Regularizing Differentiable Architecture Search with Smooth Activation
Yanlin Zhou, Mostafa El-Khamy, Kee-Bong Song
TL;DR
This work tackles robustness and generalization gaps in differentiable architecture search by introducing SA-DARTS, a regularization that embeds architecture weights $\boldsymbol{\alpha}$ inside a smooth activation function. The resulting method mitigates skip-dominance and the discretization mismatch between the supernet and the final one-hot architecture, while preserving or improving search efficiency via SAC-DARTS with partial-channel. The authors demonstrate state-of-the-art performance on NAS-Bench-201, CIFAR/ImageNet classification, and super-resolution tasks, and show that the approach yields better loss landscapes and more robust operator ranking.
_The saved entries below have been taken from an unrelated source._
PR #20246, opened 2025-10-30
[graphics] Significant `TGraphPainter` improvment

linev:
Do not create graph histogram when no "A" draw option was specified.

In older ROOT versions `TGraph::GetHistogram()` method was not creating histogram, but since several years it does.
As result now any painting of `TGraph` object leads to creation of auxiliary histogram even when it does not used at all.
For objects with many graphs (like `TH2Poly`) this makes significant overhead in computation, in storage, in memory consumption. So try to avoid creation of such histogram if possible.

After this PR stored `TH2Poly` used significantly less space on disk. And painting performed faster.

Also plain `TGraph` painting will work faster. 

Need to be tested with newer stressGraphics

### DIFF
--- a/hist/histpainter/src/THistPainter.cxx
+++ b/hist/histpainter/src/THistPainter.cxx
@@ -1051,7 +1051,7 @@ is the color change between cells.
 
 The color palette in TStyle can be modified via `gStyle->SetPalette()`.
 
-All the non-empty bins are painted. Empty bins (bins with content and error equal to 0) are 
+All the non-empty bins are painted. Empty bins (bins with content and error equal to 0) are
 not painted unless some bins have a negative content because in that case the null bins
 might be not empty.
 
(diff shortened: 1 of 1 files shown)


ferdymercury:
Thanks @linev for this nice modification. I have a recurrent issue that could be related with this (or maybe that could be fixed at the same time than this change).

```
TGraph gr;
for(auto i = 0; i < 100; ++i) gr.AddPoint(i,i);
gr.AddPoint(10000, 0)
gr.Draw("A*")
// Try zooming x axis from 0 to 50, it does not work
```

This is because the underlying fixed-bin-width histogram is created with 101 bins, so bin 1 includes all first 100 points. See TGraph.cxx:1491

Does this PR change that behavior? If not, is there a way for the user to enable a "high-resolution" graph that has 10000 bins?

My current workaround is to artificially repeat the last point:
`for(auto i = 0; i < 1000; ++i) gr.AddPoint(10000,0);`

then I can easily zoom wherever I want.

So... is there a way to improve this behavior, or at least let the user specify the number of bins for the underlying TAxis, rather than just depending on the number of points?

For example, changing:
```
Int_t npt = 100;
if (fNpoints > npt) npt = fNpoints;
```
 
with:
If parent==TGraph:
`Int_t npt = GetParentGraph()->GetUserNpts();`

so that user can define this high-resolution zooming from script.

Another option could be to have a histogram with variable bin edges I guess. Or not relying on a histogram for objects such as TGraph.

Unless there is a way to decouple TGraph painting / zooming from fixed-bin-width underlying TAxis

If you think this is out of scope, I can open a separate issue.

linev:
Hi @ferdymercury. 
This PR should not change behavior of graph painter (I hope so), 
but will improve memory consumption and performance for many use cases. 

> // Try zooming x axis from 0 to 50, it does not work

For such special use-case you can directly create histogram like:

```
  auto h1 = new TH1F("hist", "hist", 10000, -10., 11000.);
  h1->SetMaximum(120);
  h1->SetStats(0);
  gr.SetHistogram(h1);
```

This should be done before first drawing of the graph.


Or simply start canvas in web mode - there zooming works perfectly.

The contributions provide a principled, low-overhead path to more reliable neural architecture search with broad practical impact across vision tasks and beyond.
Abstract
Differentiable Architecture Search (DARTS) is an efficient Neural Architecture Search (NAS) method but suffers from robustness, generalization, and discrepancy issues. Many efforts have been made towards the performance collapse issue caused by skip dominance with various regularization techniques towards operation weights, path weights, noise injection, and super-network redesign. It had become questionable at a certain point if there could exist a better and more elegant way to retract the search to its intended goal -- NAS is a selection problem. In this paper, we undertake a simple but effective approach, named Smooth Activation DARTS (SA-DARTS), to overcome skip dominance and discretization discrepancy challenges. By leveraging a smooth activation function on architecture weights as an auxiliary loss, our SA-DARTS mitigates the unfair advantage of weight-free operations, converging to fanned-out architecture weight values, and can recover the search process from skip-dominance initialization. Through theoretical and empirical analysis, we demonstrate that the SA-DARTS can yield new state-of-the-art (SOTA) results on NAS-Bench-201, classification, and super-resolution. Further, we show that SA-DARTS can help improve the performance of SOTA models with fewer parameters, such as Information Multi-distillation Network on the super-resolution task.